Вместе они сошли вниз. Тим притворился, что у него случился сердечный приступ. Дрю Вогхэн, который уже приехал и теперь разговаривал с Адамом, повернул в ее сторону голову. В сером смокинге он выглядел как кинозвезда из старых фильмов. Очевидно, слова, которые он заранее подготовил, чтобы приветствовать свою спутницу, застряли у него в горле. Так он и стоял с открытым ртом.

— Дрю, смотри не упади! — заметила Кэмпбелл. — Ты и прежде знал, что моя дочь красавица.

— Не упаду. Я прекрасно умею сохранять равновесие, даже когда у меня в одной руке три коробки с большими пиццами.

— Я трепещу, — улыбаясь, сказала Мэллори, — но не при виде тебя, а от осознания твоего профессионализма в деле балансирования пиццами.

— В последнее время я говорю такое, что раньше и представить не мог, что когда-нибудь скажу. Бринн, ты прекрасна!

— Все благодаря сестре. Она меня размалевала.

— Кое-кого даже косметикой изуродовать невозможно.

— Сегодня ты на своем «зеленом звере»? — спросила Мэллори.

— Нет. Папа одолжил мне «лексус», а мама горит желанием сделать не меньше сотни фотографий.

— А что я говорила! — вмешалась в разговор Мередит.

Кэмпбелл вытащила откуда-то фотоаппарат.

— Вот и замечательно! Думаю, Мэлли не станет возражать, если и я сделаю пару снимков. Быть может, я не увижу дочь такой нарядной до самого дня ее свадьбы.


Миссис Вогхэн заставила их позировать возле кустов сирени, у камина, возле автомобиля, у водопада на заднем дворе, на фоне ограды из штакетника, пока Дрю не положил этому край:

— Перестань, мама! Фотографироваться на фоне водонапорной башни я точно не собираюсь. — Когда им наконец удалось улизнуть, он заявил: — После такого не мешало бы потанцевать. Фоткаться на цифровую камеру — то еще удовольствие!

Но сначала они перекусили. Дело дошло до того, что Мэллори принялась жаловаться: либо каннеллони в нее не влезут, либо она вылезет из своего шикарного платья. К счастью, после того как Памела Доор его бросила, Дрю некоторое время страдал отсутствием аппетита, вследствие чего немного похудел, и каннеллони пришлись как нельзя кстати.

Когда «лексус» свернул на дорогу, ведущую к школе, Дрю протянул Мэллори, которая отдыхала на заднем сиденье, браслет из цветов — точнее, из одной черной орхидеи на серебристой ленте.

— Это как нельзя лучше подходит тебе… созвучно твоему имени…

— Мое имя переводится как «несчастливая», — сказала Мэллори, надевая браслет на запястье.

— Я зову тебя не Мэллори, а Бринн.

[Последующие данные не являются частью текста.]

Issue #27, opened 2015-09-14
Dependent keys for custom validators


mitchlloyd:
Why not let custom validators use fields on the model at their discretion? This would let me support a lot of more "meta" type validations that I have had to deal with.

Looking at https://github.com/offirgolan/ember-cp-validations/blob/v1.1.0/addon/utils/validations-factory.js#L176-L203 I can see that each built-in validator that needs custom dependent keys is hard-coded. Is a general API for this being discussed?

offirgolan:
I believe we have two options here. The first is to expand the `dependent` validator which currently adds a dependent key on `dependent.isTruelyValid` by also adding `dependent` to the list. 

```javascript
var Validations = buildValidations({
   x: [ validator('x-custom'), validator('dependent', { on: ['foo', 'bar.x']}) ]
});
```

The second, is to expose a public api to add custom dependent keys.

```javascript
var Validations = buildValidations({
   x: validator('x-custom', { dependentKeys: ['foo', 'bar.x'] })
});
```

@blimmer  @stefanpenner thoughts?

mitchlloyd:
@offirgolan One thing to keep in mind is that a validator may be dependent on another validator or a property on the model. For instance, the `dependent` validator uses `on` to specify a path to another validator and the `confirmation` validator uses `on` to specify a path to a `_model` attribute.

One use case I'm thinking of is "make sure this model has least one hasMany model with this property". The workaround today could be to create a computed property on the model:

```
hasAtLeastOneFeaturedPost("posts.@each.isFeatured") {
  return _.some(this.get('posts'), (p) => p.get('isFeatured'));
}
```

And then validate that that is true, but it would be nice to be able to express that with just a validator.

```
var Validations = buildValidations({
  featuredPost: validator('has-some', { collection: 'posts', attribute: 'isFeatured' })
});
```

offirgolan:
Im not sure I follow... 

Wouldn't you be able to achieve the same functionality by doing something like this

```js
var Validations = buildValidations({
  featuredPost: validator(function(value, options, model) {
     return _.some(model.get('posts'), (p) => p.get('isFeatured'));
  }, { dependentKeys: ['posts.@each.isFeatured'] })
});
```

PR #41, opened 2015-09-19
dependentKey common validator options

offirgolan:
For #27


offirgolan:
ready for review :smiley_cat:

tests/unit/build-validation-test.js
```diff
@@ -30,28 +30,28 @@
 
  var container, registry;
 
-function register(fullName, factory) {
-  (registry || container).register(fullName, factory);
-}
+ function register(fullName, factory) {
```
rwjblue: Why was leading whitespace added in front of these lines?

offirgolan: woah no idea. Let me fix that

rwjblue:
I left one small comment, but looks good other than that.

In the future, could we keep the auto-generated doc updates in a separate commit than the main code and docs changes?  It makes reading the diff somewhat more difficult (honestly, it would be nice if we could avoid checking in the generated files but that is a whole other issue).

Issue #40, opened 2015-09-19
Needs Documentation


offirgolan:
This is just a comprehensive todo list on what needs to be documented or just needs more extensive documentation.

- [x] `belongsTo` validator
- [x] `hasMany` validator
- [x] `createErrorMessage` in BaseValidator
- [x] `needs` in unit testing
- [x] Better `v-get` helper 
- [x] Ember.Object container dependency

ngouy:
Is there a way to access of an hasMany record not validated ? 
I mean having access to the attributes of the record record_B_1 that invalidate the record_A_1 where
model_A:
```
```
model_A has 'model_B: validator('has-many')' There is no docs about it

ngouy:
Is there a way to access of an hasMany record not validated ? 
I mean having access to the attributes of the record_B that invalidate a record_A where
model_A:
```
const Validations = buildValidations({
  model_B: validator('has-many'),
});

export default Model.extend(Validations, {
  model_Bs: hasMany('model_B')
)};
```

no docs about it.

Issue #9, opened 2015-09-09
i18n message example


jasonmit:
Spoke to @stefanpenner awhile back about this, and sticking to my word to investigate it.

Will poke at it at some point this week to see how we'll be able to leverage the services of ember-intl || ember-i18n to resolve translation keys and handle formatting with params.

offirgolan:
Yeah that was on my todo list as well. I don't think it should be too difficult.... all error messages are stored in `app/validators/messages` so porting that to ember-intl or ember-i18n should be pretty straight forward

stefanpenner:
> Spoke to @stefanpenner awhile back about this, and

:+1:

jasonmit:
@offirgolan I have the sense it will not be that straight forward because both ember intl and i18n require a container lookup and ember intl handles ICU message syntax where your examples use Ember.String.fmt.

offirgolan:
Accessing the messages in the current context is also done via a container lookup. As for the ICU message syntax, that would be something that we would both need to explore.

blimmer:
A few ideas:

* what do we think about implementing this as a validation-messages service? Either way, we'll need to convert the `utils/messages.js` file to be an Ember Object so we can try to inject the i18n/intl service and pull from them if present. this would be nice because the defaults would be cached in the singleton service.

* we'll need to invalidate the messages on locale change

* I'm thinking each flavor of library will need to handle converting to their desired format of string formatting. this library uses String.fmt, i18n uses curlies and intl uses ICU.

What do y'all think?

offirgolan:
> I'm thinking each flavor of library will need to handle converting to their desired format of string formatting. this library uses String.fmt, i18n uses curlies and intl uses ICU.

I think we may need to step away from String.fmt since it seems like it's being deprecated. We can always move over to using curlies or ICU formatted strings and then create two separate files and choose based on which library is being used.

PR #42, opened 2015-09-22
Refactoring and more docs

offirgolan:
* Some much needed refactoring to both the add-on folder and the tests
* Update docs listed in #40


offirgolan:
Ready for review.

docs/docs/validators/common.md
```diff
@@ -61,3 +60,36 @@ The message function is given the following arguments:
...
+
+The method signature is as follows:
+`createErrorMessage(type, options, value, ...formats) {}`
+
+* `type` (**String**): The error message type
+* `options` (**Object**): The validator options that were defined in the model
+* `value`: The current value being evaluated
+* `formats` (**...Array**): String formatters (%@)
+
+If we extended our default messages to include `uniqueUsername: '"%@" already exists'`, we can use this method to generate our error message.
```
stefanpenner: `FMT` is deprecated, in theory we can include a polyfil for it? It may be a good idea to do that, or explore something else.

One idea is to use es2015 template literals +  a function, something like:

```js
formats: [
   (username) => `uniqueUsername: ${username}`,
   (user)     => `uniqueUsername: ${user} `
]
```

offirgolan: That's just currently in place until we include the i18n solution (#9)  which will replace the string.fmt approach we currently have.

stefanpenner: SG

Issue #33, opened 2015-09-17
Ember.String.fmt is deprecated


indirect:
Inside `createErrorMessage`, the [usage of `Ember.String.fmt`](https://github.com/offirgolan/ember-cp-validations/blob/1c3f32a0c6636fd4a4f3387e1264311c1d472d29/addon/validators/base.js#L105) generates a deprecation warning: 

> Ember.String.fmt is deprecated, use ES6 template strings instead. [deprecation id: ember-string-utils.fmt] See https://babeljs.io/docs/learn-es6/#template-strings for more details.

blimmer:
Yep, we're aware of this and this will likely be resolved by [our i18n solution](https://github.com/offirgolan/ember-cp-validations/issues/9#issuecomment-140155506)

PR #43, opened 2015-09-22
support for i18n solutions

### LINKED ISSUE #9: i18n message example

offirgolan:
* Create extendable hook for ember-i18n solutions
* Removed String.fmt dependency
* Better ability to extend message strings and add new ones
* Updated docs and added tests

Should resolve #9, #33

### DIFF
--- a/addon/validators/base.js
+++ b/addon/validators/base.js
@@ -4,12 +4,12 @@
  */
 
 import Ember from 'ember';
+import Messages from './messages';
 
 const {
   get,
   setProperties,
   isNone,
-  typeOf
 } = Ember;
 
 export default Ember.Object.extend({
@@ -35,7 +35,7 @@ export default Ember.Object.extend({
    * Default error messages. Populated by validators/messages
    * @type {Object}
    */
-  defaultMessages: null,
+  errorMessages: null,
 
   // Private
   /**
@@ -48,16 +48,18 @@ export default Ember.Object.extend({
     this._super(...arguments);
     var container = get(this, 'container');
     var options = get(this, 'options');
-    var defaultMessages = {};
+    var errorMessages = Messages;
 
     if(container) {
       // Since default error messages are stored in app/validators/messages, we have to look it up via the container
-      defaultMessages = container.lookupFactory('validator:messages');
+      errorMessages = container.lookupFactory('validator:messages');
     }
+
+    errorMessages = errorMessages.create();
 
     setProperties(this, {
       options: isNone(options) ? {} : options,
-      defaultMessages
+      errorMessages
     });
   },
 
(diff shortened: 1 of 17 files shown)


offirgolan:
Ready for review!

@jasonmit let me know what you think.

jasonmit:
Looks good.  My idea was slightly different in exposing a  virtual method that would allow a consumer, or and addon, to implement.  This way it can scale for anyone needing to add some custom logic between the validation message creation process.

Sorry on phone so can't go too into detail.

blimmer:
I agree that it might be nice to tell the app (in an initializer?) which i18n solution (if any) you're using, and plug in support for that library. All that would do would be to essentially implement the call before this [fallback logic](https://github.com/offirgolan/ember-cp-validations/pull/43/files#diff-ae771607a0869c29daefee660de55711R47). That way you could easily add support for other i18n solutions without needing to pull it into core.

Good work so far, this seems like a step in the right direction, and perhaps the adapter style could be a future improvement.

jasonmit:
I am just opposed to the idea that ember-cp-validations has knowledge of ember-intl, ember-i18n, or any third party packages API.  The reason being, different versions of ember-intl, and I assume ember-i18n, have different method signatures.  When either of us changes the API, this lib will also break and would require a pull request to fix since there is no npm dep on either, rightfully so, enforcing versioning.

I think exposing just a method that can be overridden/implemented is the way to go.  For example, I would ship `ember-intl-cp-validations` which would reopen and replace/implement this method.  This methods sole purpose is to intercept the error message generation/lookup and return an error msg as a string.  This would allow you to continue to use Ember.string.fmt and for any arbitrary third party addon to implement their own custom logic while keeping ember-cp-validations decoupled.

If you do with this approach, any change would require a major version release since it would be immediately API breaking.

offirgolan:
Ah okay I get what you are saying. So for this PR the getMessageFor would be really simple

```js
getMessageFor(type, context = {}) {
    return this.formatMessage(get(this, type), context);
},
```

But the 2 addons you will make will just overwrite this method? Something like

```js
getMessageFor(type, context = {}) {
    if (intl) {
      let m = intl.exists(key);
      if(!isNone(m)) {
        return intl.formatMessage(m, context);
      }
    }
    return this._super(...arguments); // fallback 
},
```

offirgolan:
As for the `String.fmt`, since it is being deprecated, I think we should move away from it rather than creating a polyfill.

jasonmit:
> But the 2 addons you will make will just overwrite this method? Something like

Yessir

offirgolan:
Okay just removed the i18n logic. If I get the :+1: we can go ahead and merge this so we can build the Ember-Intl and Ember-I18n cp-addons. Once those get released, Ill update docs and we can issue a 2.0.0 release.

jasonmit:
You have my thumbs up for what it's worth

blimmer:
I think this solution is going to be much better - nicely decoupled. :+1:

offirgolan:
Alright Im gonna go ahead and merge this. @jasonmit im gonna create an issue to track the status of the two addons. Let me know if you need any help

Issue #38, opened 2015-09-19
attributeDescription should be per-field, not per-validator


lolmaus:
It is burdensome to pass `attributeDescription` to every validator of a field:

```js
const Validations = buildValidations({
  name: [
    validator('presence', {
      presence: true,
      attributeDescription: 'Course name (language)'
    }),
    validator('length', {
      min: 1,
      attributeDescription: 'Course name (language)'
    }),
    validator('no-whitespace-around', {
      attributeDescription: 'Course name (language)'
    })
  ]
});
``` 

It is obvious that conceptually `attributeDescription` is an entity that belongs to the whole field and should be shared among all validators.

I suggest the following API:

```js
/**
 * Top level method that will ultimately return a mixin with all CP validations
 * @param  {Object} validations  Validation rules
 * @param  {Object} commonOptions  Options to be includd into every validator unless defined explicitly
 * @return {Ember.Mixin}
 */
export default function buildValidations(validations) {
```

which would drastically simplify the above example:

```js
const Validations = buildValidations({
  name: [
    validator('presence', true),
    validator('length', { min: 1 }),
    validator('no-whitespace-around')
  ]
},
{
  attributeDescription: 'Course name (language)'
});
```

offirgolan:
Thanks for the suggestion. I definitely had something like this in my head for future implementation. Ill take a look into this more when I have some time.

offirgolan:
This will be available once we release 2.0! Thanks again for the suggestion :smile:

PR #49, opened 2015-09-30
Add hooks in base validator, remove moment dependency, default options

offirgolan:
* Add buildOptions and processOptions hooks
* Default options for validators (#38)
* All options can be functions that are called right before validate
via processOptions
* Removed moment dependency (#30)

### DIFF
--- a/addon/validators/base.js
+++ b/addon/validators/base.js
@@ -8,7 +8,8 @@ import Messages from './messages';
 
 const {
   get,
-  setProperties,
+  set,
+  merge,
   isNone,
 } = Ember;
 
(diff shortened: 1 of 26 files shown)


offirgolan:
@stefanpenner ready for review :rocket:

addon/validators/base.js
```diff
@@ -48,26 +55,57 @@ export default Ember.Object.extend({
     this._super(...arguments);
     var container = get(this, 'container');
     var options = get(this, 'options');
+    var defaultOptions = get(this, 'defaultOptions');
     var errorMessages = Messages;
 
-    if(container) {
+    if (container) {
```
stefanpenner: i prefer this, but other parts of the code don't leave space here. A future PR should apply a uniform style

stefanpenner:
SGTM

Бринн значит «темная». Впрочем, сегодня «темной» тебя никто не назовет.

А потом Дрю ее поцеловал. Ее целовали и прежде, но сегодня Мэллори и думать забыла о Купере. Дрю был выше ее отца ростом. Мэлли потянулась вперед, ее руки нежно обвились вокруг его шеи, и она ответила поцелуем на поцелуй. Между ними нечто проскользнуло… нечто неуловимое… нечто похожее на обещание… нечто похожее на воспоминание… Дрю осторожно разжал объятия. Мэллори приподнялась и снова поцеловала его — не только за то, что с ним было тепло и уютно, но также и за то, что Дрю был таким прикольным, смышленым и симпатичным. Его просто хотелось целовать и целовать. Мэлли прижалась к нему теснее и почувствовала естественную реакцию его организма. Мама всегда говорила, что биология — сила серьезная. Ух ты, Мэллори Бринн, в какую же красотку ты превратилась!

— Идем танцевать! — предложила она. — Мы будем единственными людьми, которые знают, как это делается.

Спортивный зал был украшен в стиле старого Голливуда. Изображения Одри Хепберн и Мэрилин Монро в натуральную величину украшали стены, а между ними были расклеены киноафиши. Пары позировали на фоне «громовой птицы» пятидесятых годов, которую хозяин оставил стоять под неоновой аркой. Мэллори и Дрю принялись придумывать и рассказывать друг другу истории о встречающихся им по дороге парах. В одних случаях, фантазировали они, девушка пошла с парнем на свидание из жалости, но со временем они поженятся. А вон те к утру разругаются.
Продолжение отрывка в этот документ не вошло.